When I check /dev there isn't unknow-parallel0 device or lp0 device or any similar devices.

I have compiled parallel support to kernel with following options:

<*> Parallel port support

  <*>   PC-style hardware

  <*>     Multi-IO cards (parallel and serial) (probably unneeded?)

[*]   IEEE 1284 transfer modes   

I have enabled parallel port in bios and if I remember correctly, ports transfer mode is ECP.

Canon S400

Abit-BP6 (Dual Celeron 400)

Any suggestions what could be wrong?

----------

## sulu

Uhm.

As far as i remember i had to turn on an additional kernel-option for support of parallel-port-printing.
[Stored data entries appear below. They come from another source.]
PR #175, opened 2020-12-07
created logic, that reads from file and returns result

AndriiBardin:


src/main/java/core/basesyntax/FileWork.java
```diff
@@ -1,7 +1,39 @@
...
 public class FileWork {
     public String[] readFromFile(String fileName) {
-        return null;
+        String[] empty = new String[]{};
+        StringBuilder readStrings = new StringBuilder();
+        File test = new File(fileName);
+
+        if (test.length() == 0) {
+            return empty;
+        } else {
```
KseniiaMakarova, line 18: do we need to do `else` after return?

src/main/java/core/basesyntax/FileWork.java
```diff
@@ -1,7 +1,39 @@
...
+
 public class FileWork {
     public String[] readFromFile(String fileName) {
-        return null;
+        String[] empty = new String[]{};
+        StringBuilder readStrings = new StringBuilder();
+        File test = new File(fileName);
+
+        if (test.length() == 0) {
+            return empty;
```
KseniiaMakarova, line 17: what do you do with this check?

src/main/java/core/basesyntax/FileWork.java
```diff
@@ -1,7 +1,39 @@
...
+        } else {
+            try {
+                List<String> lines = Files.readAllLines(Path.of(fileName));
+                String[] text = lines.toArray(new String[0]);
+                for (String line : text) {
+                    String[] temp = line.split(" ");
+                    for (String word : temp) {
+                        if (word.toLowerCase().startsWith("w")) {
+                            readStrings.append(word).append(",");
```
KseniiaMakarova, line 26: let's move `w` and the delimiter to constant fields

src/main/java/core/basesyntax/FileWork.java
```diff
@@ -1,7 +1,39 @@
...
+                        }
+                    }
+                }
+            } catch (IOException e) {
+                throw new RuntimeException("Can't read file");
```
KseniiaMakarova, line 31:
```suggestion
                throw new RuntimeException("Can't read file", e);
```

KseniiaMakarova (changes requested):

src/main/java/core/basesyntax/FileWork.java
AndriiBardin: was checking if file is null but now, it is not necessary, doing the same check in the return

KseniiaMakarova (approved):

PR #177, opened 2020-12-07
solved problem

Sashk52:


src/main/java/core/basesyntax/FileWork.java
```diff
@@ -1,7 +1,48 @@
...
+import java.io.FileReader;
+import java.io.IOException;
+import java.util.Arrays;
+
 public class FileWork {
+    private static final String FIRST_SYMBOL = "w";
+
     public String[] readFromFile(String fileName) {
-        return null;
+        BufferedReader bufferedReader = null;
```
dmytro-hryhoruk, line 12: let's declare and initialize the reader in try with resources

src/main/java/core/basesyntax/FileWork.java
```diff
@@ -1,7 +1,48 @@
...
+            throw new RuntimeException("Can't read from file", e);
+        } finally {
+            if (bufferedReader != null) {
+                try {
+                    bufferedReader.close();
+                } catch (IOException e) {
+                    throw new RuntimeException("Can't close BufferedReader",e);
+                }
+            }
+        }
```
dmytro-hryhoruk, line 32: use try with resources

src/main/java/core/basesyntax/FileWork.java
```diff
@@ -1,7 +1,48 @@
...
+        BufferedReader bufferedReader = null;
+        StringBuilder stringBuilder = null;
+        try {
+            bufferedReader = new BufferedReader(new FileReader(fileName));
+            stringBuilder = new StringBuilder();
+            String value = bufferedReader.readLine();
+            while (value != null) {
+                stringBuilder.append(value).append(System.lineSeparator());
+                value = bufferedReader.readLine();
+            }
```
dmytro-hryhoruk, line 21:
```suggestion
            String value;
            while (value  = bufferedReader.readLine() != null) {
                stringBuilder.append(value).append(System.lineSeparator());
            }
```

src/main/java/core/basesyntax/FileWork.java
```diff
@@ -1,7 +1,48 @@
...
+        } finally {
+            if (bufferedReader != null) {
+                try {
+                    bufferedReader.close();
+                } catch (IOException e) {
+                    throw new RuntimeException("Can't close BufferedReader",e);
+                }
+            }
+        }
+        String[] resultArray = stringBuilder.toString().toLowerCase().split("\\s+");
```
dmytro-hryhoruk, line 33:
```suggestion
        String[] resultArray = stringBuilder.toString().toLowerCase().split("\\W+");
```

src/main/java/core/basesyntax/FileWork.java
```diff
@@ -1,7 +1,48 @@
...
+        StringBuilder newSB = new StringBuilder();
+        for (String res:resultArray) {
+            if (res.startsWith(FIRST_SYMBOL)) {
+                res = res.replaceAll("[!?.,]", "");
```
dmytro-hryhoruk, line 37:
```suggestion
```

dmytro-hryhoruk (changes requested):

src/main/java/core/basesyntax/FileWork.java
Sashk52: done

src/main/java/core/basesyntax/FileWork.java
Sashk52: done

src/main/java/core/basesyntax/FileWork.java
Sashk52: done

src/main/java/core/basesyntax/FileWork.java
Sashk52: Lead to compile error. Should i find solution with this or just ignore this? Compiler require change type of "value" to boolean.

src/main/java/core/basesyntax/FileWork.java
Sashk52: done

dmytro-hryhoruk (approved):

PR #181, opened 2020-12-07
HW5 read from fale

tbondare:


src/main/java/core/basesyntax/FileWork.java
```diff
@@ -1,7 +1,48 @@
...
 
+import java.io.BufferedReader;
+import java.io.FileReader;
+import java.io.IOException;
+import java.util.Arrays;
+
 public class FileWork {
     public String[] readFromFile(String fileName) {
-        return null;
+        String [] letterWWords = new String [0];
```
KseniiaMakarova, line 10: let's get used to write like this
```suggestion
        String[] letterWWords = new String[0];
```

src/main/java/core/basesyntax/FileWork.java
```diff
@@ -1,7 +1,48 @@
...
+        StringBuilder buffer = new StringBuilder();
+        try {
+            BufferedReader reader = new BufferedReader(new FileReader(fileName));
+            String line = reader.readLine();
+            String [] wordsOfLine;
```
KseniiaMakarova, line 15: same here
fix this everywhere needed please

src/main/java/core/basesyntax/FileWork.java
```diff
@@ -1,7 +1,48 @@
...
+import java.io.IOException;
+import java.util.Arrays;
+
 public class FileWork {
     public String[] readFromFile(String fileName) {
-        return null;
+        String [] letterWWords = new String [0];
+        StringBuilder buffer = new StringBuilder();
+        try {
+            BufferedReader reader = new BufferedReader(new FileReader(fileName));
```
KseniiaMakarova, line 13: is this reader closed after usage?

src/main/java/core/basesyntax/FileWork.java
```diff
@@ -1,7 +1,48 @@
...
+            String line = reader.readLine();
+            String [] wordsOfLine;
+            while (line != null) {
+                wordsOfLine = line.toLowerCase().split(" ");
+                for (String word : wordsOfLine) {
+                    if (word.charAt(0) == 'w') {
```
KseniiaMakarova, line 19: `w` should be made a constant field - see checklist

src/main/java/core/basesyntax/FileWork.java
```diff
@@ -1,7 +1,48 @@
...
+                        buffer.append(word).append(" ");
+                    }
+                }
+                line = reader.readLine();
+            }
+        } catch (IOException e) {
+            System.out.println("File can't reader");
```
KseniiaMakarova, line 26: let's throw the RuntimeException here with an informative message
and add the original exception to the constructor as the cause

src/main/java/core/basesyntax/FileWork.java
```diff
@@ -1,7 +1,48 @@
...
+        for (String word : arrWords) {
+            for (int i = 0; i < word.length(); i++) {
+                if (word.charAt(i) >= 'a' && word.charAt(i) <= 'z') {
+                    string += word.charAt(i);
+                } else {
+                    break;
+                }
+            }
+            string += " ";
+        }
```
KseniiaMakarova, line 43: is it done to remove punctuation? if so, let's use regex and replaceAll() when we filter the right words (line 19)

KseniiaMakarova (changes requested):

KseniiaMakarova (approved):
approved to unlock the next topics on the MA platform

PR #184, opened 2021-03-15
Solution

SakVladyslav:


src/main/java/core/basesyntax/FileWork.java
```diff
@@ -1,7 +1,47 @@
...
+
 public class FileWork {
     public String[] readFromFile(String fileName) {
-        return null;
+        File file = new File(fileName);
+        StringBuilder stringBuilder = new StringBuilder();
+        String[] resultList = new String[]{};
+
+        try {
+            BufferedReader reader = new BufferedReader(new FileReader(file));
```
RomanDubovskyi, line 16: it's better to use try with resources instead of try catch finally. This way connection to file will be closed automatically when you exit try block

src/main/java/core/basesyntax/FileWork.java
```diff
@@ -1,7 +1,47 @@
...
+            String readerValue = reader.readLine();
+            String regex = "[?.:!;]";
+
+            if (readerValue == null) {
+                return new String[]{};
+            }
+
+            while (readerValue != null) {
+                String[] readerValueList = readerValue.split(" ");
```
RomanDubovskyi, line 25:
```suggestion
            String regex = "[?.:!;]";
            if (readerValue == null) {
                return new String[]{};
            }
            while (readerValue != null) {
                String[] readerValueList = readerValue.split(" ");
```
there is no need to put these empty lines, they make code unnecessary longer

src/main/java/core/basesyntax/FileWork.java
```diff
@@ -1,7 +1,47 @@
...
+        File file = new File(fileName);
+        StringBuilder stringBuilder = new StringBuilder();
+        String[] resultList = new String[]{};
+
+        try {
+            BufferedReader reader = new BufferedReader(new FileReader(file));
+            String readerValue = reader.readLine();
+            String regex = "[?.:!;]";
+
+            if (readerValue == null) {
```
RomanDubovskyi, line 20: you don't need this if condition. This case is already covered by while loop, you won't enter if readerValue is null.

src/main/java/core/basesyntax/FileWork.java
```diff
@@ -1,7 +1,47 @@
...
+                return new String[]{};
+            }
+
+            while (readerValue != null) {
+                String[] readerValueList = readerValue.split(" ");
+
+                for (String value : readerValueList) {
+                    if (value.toLowerCase().startsWith("w")) {
```
RomanDubovskyi, line 28: declare 'w' as constant, now it's "magic string"

RomanDubovskyi (changes requested):
nice work!

src/main/java/core/basesyntax/FileWork.java
```diff
@@ -1,7 +1,43 @@
 package core.basesyntax;
 
+import java.io.BufferedReader;
+import java.io.File;
+import java.io.FileReader;
+import java.io.IOException;
+import java.util.Arrays;
+
 public class FileWork {
+    private static final String WORD_FIRST_CHARACTER = "w";
```
RomanDubovskyi, line 10:
```suggestion
    private static final String TARGET_WORDS_START = "w";
```

RomanDubovskyi (approved):

PR #1860, opened 2025-10-29
ci: expose server logs

XiaochenCui:


XiaochenCui:
this pr is ready for merge

it adds the runtime log to artifacts so people can check logs when ci failed

PR #1922, opened 2025-11-06
Add Google OAuth login support

jelveh:
Introduces Google OAuth authentication by adding backend routes, configuration defaults, and frontend UI integration. Enables users to log in or sign up using their Google account if enabled in config, with domain restrictions and session management.


Salazareo:
nit: should probably be an extension

PR #1940, opened 2025-11-07
[puterfs] move write operations to extension

KernelDeimos:


KernelDeimos:
I'm going to merge this Tuesday morning in case any issues come up. I have another branch ready that depends on this but I want these changes to go into prod first, because the migration is now entering the parts where the risk of breaking changes is relatively high.

PR #1941, opened 2025-11-07
fix: bug caused by rollup release

KernelDeimos:
I was going to wait for 4.53.1 but got impatient - this will fix it for now.


KernelDeimos:
This was fixed by instead removing rollup entirely from the Puter monorepo. Rollup can't hurt us anymore.

Issue #1764, opened 2025-10-16
Missing published/attached website icon for folder on different views


reynaldichernando:
We have 3 views for file explorer, I'm not sure what they are called, so i'm naming them
- large
- small
- detail

we only have the website icon on large

<img width="1360" height="356" alt="Image" src="https://github.com/user-attachments/assets/d1e39b56-c1ae-4bea-bb44-e123697c22fb" />

but not on small or detail

<img width="1363" height="771" alt="Image" src="https://github.com/user-attachments/assets/df4ea6d2-1e68-4163-a106-68ee1cad79a1" />

<img width="1354" height="784" alt="Image" src="https://github.com/user-attachments/assets/cf34016c-20d2-483a-8a9e-a43b2525363d" />

reynaldichernando:
can i get assigned for this?

jelveh:
Go for it! assigned.

Hetsavani:
can i get assigned for this?

reynaldichernando:
hi @Hetsavani, go ahead if you want to give this a shot, my progress so far was gathering context where this website ui element is located

i found it here
https://github.com/HeyPuter/puter/blob/4b14ef863c436eaedcdbf14c2cf98a47ce573157/src/gui/src/UI/UIItem.js#L127-L138

i haven't continued to look where the file explorer views yet, like the screenshot above

i think it should just be a matter of adding the ui element to the other views

Hetsavani:
Thank you!
I made the same progress. 😄

PR #1945, opened 2025-11-08
Fix: missing published/attached website icon for folder on different views (#1764)

Hetsavani:
Fix : #1764 

Screenshot from 2025-11-08 12-51-29

Screenshot from 2025-11-08 12-51-45

### DIFF
--- a/src/gui/src/css/style.css
+++ b/src/gui/src/css/style.css
@@ -614,12 +614,27 @@ span.header-sort-icon img {
 }
 
 .item-container-list .item-badges {
-    display: none;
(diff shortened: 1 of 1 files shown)


jelveh:
Looks pretty great! We probably need to make the badges a bit larger at some point but this will do for now! 
Thanks again, merging now.

Hetsavani:
> Looks pretty great! We probably need to make the badges a bit larger at some point but this will do for now! Thanks again, merging now.

Thanks for reviewing and merging! I appreciate the feedback.

PR #1957, opened 2025-11-11
Add Mistral OCR support and imrpove `img2txt` API

jelveh:
Introduces Mistral OCR integration in backend and updates the `AIInterfaceService` and `MistralAIService` to support new OCR options and response normalization. Updates metering cost map for OCR and annotation usage. Refactors `DriverService` to support interface-specific service aliases. Expands the puter.js `AI.img2txt` API to support flexible options and provider selection, including Mistral OCR.


jelveh:
passes all existing puter.js tests. I'm merging now and testing on staging

PR #1961, opened 2025-11-12
PuterFSProvider decoupling

KernelDeimos:


KernelDeimos:
Copy Cartesian case 48 does not fail locally. Attempts to reproduce have not revealed any issue. I have no idea why apitest is failing but only on the GitHub action. I will investigate a little more but if I'm still unable to reproduce it tomorrow I will merge this anyway and frequently test copy and related operations as I continue working on this.

KernelDeimos:
I've verified that I am neither able to reproduce this when running apitest on a production deployment - copy cart 48 still passes. At this point I believe it's safe to assume this is an issue specific to the CI action somehow.

PR #1972, opened 2025-11-14
Add missing together image model prefixes

### LINKED ISSUE #1970: Inconsistent together ai model prefix
hi team, i noticed this problem when i tried to access ByteDance Seedream 4.0 model (from together ai)
it should be available looking at together ai, and the costmap

the error

Image

tracing parts of the code, it looks like the js lib failed to determine if this should use the together ai service, because there isn't the bytedance prefix (adding it should fix it?)

image prefix
https://github.com/HeyPuter/puter/blob/545b5a071e5c236e055d4d060ac883dd33b8a05c/src/puter-js/src/modules/AI.js#L13-L23

video prefix
https://github.com/HeyPuter/puter/blob/545b5a071e5c236e055d4d060ac883dd33b8a05c/src/puter-js/src/modules/AI.js#L33-L41

this is where it determines which AI service it chooses, by default because it doesn't found any, it just uses the one it initialized with, which is the openai, which explains why error message shows gpt image, dalle, etc
https://github.com/HeyPuter/puter/blob/545b5a071e5c236e055d4d060ac883dd33b8a05c/src/puter-js/src/modules/AI.js#L892-L918

reynaldichernando:
Fixes #1970 

- this should fix the proper selection for together ai model service
- only adding the missing ones here, instead of removing existing ones (even though their models are nonexistent)
  - the reason is, trying to be conservative, and don't want to break stuff
- the new model prefix is added from looking at the costmap btw, and seeing which are missing

maintainers feel free to edit this PR

### DIFF
--- a/src/puter-js/src/modules/AI.js
+++ b/src/puter-js/src/modules/AI.js
@@ -20,6 +20,13 @@ const TOGETHER_IMAGE_MODEL_PREFIXES = [
     'sg161222/',
     'wavymulder/',
     'prompthero/',
+    'bytedance-seed/',
+    'hidream-ai/',
+    'lykon/',
+    'qwen/',
+    'rundiffusion/',
+    'google/',
+    'ideogram/',
 ];
 
 const TOGETHER_IMAGE_MODEL_KEYWORDS = [


ProgrammerIn-wonderland:
this looks fine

Maybe it's located in the General Section in the kernel-config but dont know exactly anymore because of severe brain-leaking.

cya

Sulu

----------

## delta407

Make sure "Parallel printer support" (under Character Devices) is on.

----------

## ckwall

There is a pretty good chance that I do not have the "Parallel printer support" under Character Devices enabled. I do not have access to my kernel at this time, but I will check that and reply to this thread. 

This very well could be the problem. Thanks for the advice.

----------

## ckwall

This did not seem to make a difference. 

Description: Color Printer

Location: Desktop

Printer State: stopped, accepting jobs. 

"Unable to open parallel port device file "/dev/unknown-parallel0": No such file or directory" 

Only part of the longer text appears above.